Lastly ask question on here and read others posts, this is the place to learn real life.

Cowboy


----------



## u2slow (Jan 2, 2014)

As I'm learning, every state seems to do their own thing for apprenticeships. The norm here is to be laid-off to attend school (and collect employment insurance) for ~10 weeks per year, or some larger companies will pay your wage while you attend school.

Do figure out how to properly log your hours toward your certification. You don't want to be several years in, begging for an apprenticeship, to find out you can only go back 6 months (for example) in counting your time.


----------



## Quickservice (Apr 23, 2020)

mywire said:


> Greetings everyone!
> 
> I just got hired at a local electrical company and will be starting out my electrical career on Monday, 10/25. I am currently a transportation dispatcher (have been doing this for 10+ years) but I have been thinking about getting out of this industry for quite a few years but being a family man I didn't have a good opportunity to make a move until now. I was always interested in HVAC and Electrical.
> 
> ...


WELCOME! There are many, many guys on here with tons of experience who are more than willing to help you. ET has about weeded out the trolls who loved to pick on the new guys like yourself.


----------



## Southeast Power (Jan 18, 2009)

mywire said:


> Appreciate the warm welcome! I am looking forward to learning and excelling in this career!

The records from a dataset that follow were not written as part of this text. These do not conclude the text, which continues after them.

PR #3496, opened 2024-12-31
ci: Skip DB ops during install completely on cache hit

BYK:
Follow up to #3488

A new record: 2m 8s for installing self-hosted:
image

Issue #1808, opened 2022-11-14
Cleaning nodestore_node table


aminvakil:
### Problem Statement

Over time `nodestore_node` table gets bigger and bigger and currently there is no procedure to clean it up.

A forum comment explaining what `nodestore_node` is by @untitaker :

> To answer the question about purpose of nodestore:

> nodestore stores the raw, unindexed parts of the data of an event. For example all event breadcrumbs and contexts are stored there. Clickhouse only stores the data you can search and aggregate by. It only has indices, so to speak.

> nodestore has multiple backends. On [sentry.io](http://sentry.io/) it is not postgres, but google bigtable. We use the postgres backend for local development and for onpremise, but for large-scale installations it is suboptimal.

> We don’t have a solution right now for the storage problem in any case, sorry. One thing you should ensure actually runs is `sentry cleanup`, but it’s definitely possible that nodestore takes this amount of disk space.

https://forum.sentry.io/t/postgres-nodestore-node-table-124gb/12753/3

### Solution Brainstorm

There was [an idea suggested on forum](https://forum.sentry.io/t/postgres-is-growing-rapidly-manual-cleanup/13666/14) which worked for me, but I lost all event details.
Something like this would work: 
```
DELETE FROM public.nodestore_node WHERE “timestamp” < NOW() - INTERVAL '1 day';
VACUUM FULL public.nodestore_node;
```
Change 1 day according to your needs.

Maybe put this in a `cron` container which gets run every night, we should think about its performance issues though, this took a long time to get executed on our instance, maybe because it wasn't run before, but I'm not sure.

aminvakil:
cc @BYK @chadwhitacre @hubertdeng123

BYK:
There are a few interesting and important things:

1. We can never add the `VACUUM FULL public.nodestore_node;` part in any kind of production setup as it will lock the whole table for an indefinite time. It also requires additional space on disk so it has a high potential to put the system in an inoperable and hard-to-recover state.
2. The `sentry cleanup` command that we trigger via the cron _does_ run `nodestore.cleanup()`:
   https://github.com/getsentry/sentry/blob/1d24b160a74e10759d20fa323f5251bffee3f7b5/src/sentry/runner/commands/cleanup.py#L260-L268 which is defined at https://github.com/getsentry/sentry/blob/1d24b160a74e10759d20fa323f5251bffee3f7b5/src/sentry/nodestore/django/backend.py#L54-L62

[...]

PR #3498, opened 2024-12-31
feat: Use S3 node store with seaweedfs

BYK:
Enables S3 node store using [SeaweedFS](https://github.com/seaweedfs/seaweedfs) and [sentry-nodestore-s3](https://github.com/stayallive/sentry-nodestore-s3) by @stayallive 

This should alleviate all the issues stemming from (ab)using PostgreSQL as the node store.


aldy505:
Any reason why you didn't use SeaweedFS per what you said yesterday?

garage.toml
```diff
@@ -0,0 +1,29 @@
+metadata_dir = "/var/lib/garage/meta"
+data_dir = "/var/lib/garage/data"
+db_engine = "sqlite"
+
+replication_factor = 1
+# idk why rcp_ is needed without replication but ok
+rpc_bind_addr = "[::]:3901"
+rpc_public_addr = "127.0.0.1:3901"
```
aldy505, line 8: Since this is on Docker, I think it's better if we use `0.0.0.0:3901` as the hostname, or just `:3901`

garage.toml
```diff
@@ -0,0 +1,29 @@
+metadata_dir = "/var/lib/garage/meta"
+data_dir = "/var/lib/garage/data"
+db_engine = "sqlite"
```
aldy505, line 3: We should use `lmdb` instead. See https://garagehq.deuxfleurs.fr/documentation/reference-manual/configuration/#db_engine

install/bootstrap-garage.sh
```diff
@@ -0,0 +1,25 @@
+echo "${_group}Bootstrapping garage (node store)..."
+
+$dc up --wait garage
+garage="$dc exec garage /garage"
+
+if [[ $($garage bucket list | tail -1 | awk '{print $1}') != 'nodestore' ]]; then
+  node_id=$($garage status | tail -1 | awk '{print $1}')
+  $garage layout assign -z dc1 -c 100G "$node_id"
```
aldy505, line 8: Should this `100G` be a variable somewhere?

docker-compose.yml
```diff
@@ -207,6 +210,14 @@ services:
...
       timeout: 10s
       retries: 30
+  garage:
+    image: dxflrs/garage:v1.0.1
+    volumes:
+      - type: bind
+        read_only: true
+        source: ./garage.toml
+        target: /etc/garage.toml
+      - "sentry-garage:/var/lib/garage/"
```
aldy505, line 220:
```suggestion
  garage:
    image: dxflrs/garage:v1.0.1
    volumes:
      - type: bind
        read_only: true
        source: ./garage.toml
        target: /etc/garage.toml
      - "sentry-garage:/var/lib/garage/"
    healthcheck:
      test: "wget -no-verbose --tries=1 --spider http://localhost:3903/health || exit 1"
      interval: 20s
      timeout: 20s
      retries: 10      
```

sentry/sentry.conf.example.py
```diff
@@ -84,6 +84,25 @@ def get_internal_network():
...
+    "read_through": True,
+    "compression": False,  # we have compression enabled in Garage itself
+    "endpoint_url": "http://garage:3900",
+    "bucket_path": "nodestore",
+    "bucket_name": "nodestore",
+    "retry_attempts": 3,
+    "region_name": "garage",
+    "aws_access_key_id": "<GARAGE_KEY_ID>",
+    "aws_secret_access_key": "<GARAGE_SECRET_KEY>",
+}
```
aldy505, line 104: (Docs) should we provide ways for the user to offload these to actual S3 or something?

install/bootstrap-garage.sh
```diff
@@ -0,0 +1,25 @@
...
+
+  $garage bucket create nodestore
+  key_info=$($garage key create nodestore-key | head -3 | tail -2)
+  key_id=$(echo "$key_info" | head -1 | awk '{print $3}')
+  key_secret=$(echo "$key_info" | tail -1 | awk '{print $3}')
+
+  $garage bucket allow --read --write --owner nodestore --key nodestore-key
+
+  sed -i -e "s/<GARAGE_KEY_ID>/$key_id/" $SENTRY_CONFIG_PY
+  sed -i -e "s/<GARAGE_SECRET_KEY>/$key_secret/" $SENTRY_CONFIG_PY
```
aldy505, line 19: Should we throw an error or something if these weren't found on the conf file? A preflight maybe?

garage.toml
BYK: This entire `rpc_` section is obsolete as we are in single-node mode. Otherwise I think you are right.

garage.toml
BYK: Just read that page, I think we should stick with `sqlite` here due to the following issues in `lmdb`:

>Several users have reported corrupted LMDB database files after an unclean shutdown (e.g. a power outage). This situation can generally be recovered from if your cluster is geo-replicated (by rebuilding your metadata db from other nodes), or if you have saved regular snapshots at the filesystem level.

We will not have any snapshots or replication so in case of an unclean shutdown and DB corruption, it would be a nightmare (or impossible) to repair the storage.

Learn the materials, always be the guy organizing materials, keeping a hasty inventory, knowing where everything is, sweeping up. Volunteer for the hard work, don't be afraid to get dirty, go home tired every day.
Keep your head on a swivel, be aware of any hazards. Construction sites are dangerous and not made for casual occupation. Be respectful of those senior to you. Learn what you can from this shop and be prepared to move out to move up for more pay. Study, get every certification you can, get your OSHA 30, get CPR certified, do CERT training, get a commercial driver's license with air brakes and bus endorsement. Learn a little welding but, don't ever do it for a living.


----------



## mywire (Oct 14, 2021)

In order to make my hours officially count do I have to be enrolled in a apprenticeship program? What is the recommend method of keeping track of hours? Is their a special notepad book or a logging in a spreadsheet?


----------



## ZacharyBob (May 3, 2020)

mywire said:


> In order to make my hours officially count do I have to be enrolled in a apprenticeship program? What is the recommend method of keeping track of hours? Is their a special notepad book or a logging in a spreadsheet?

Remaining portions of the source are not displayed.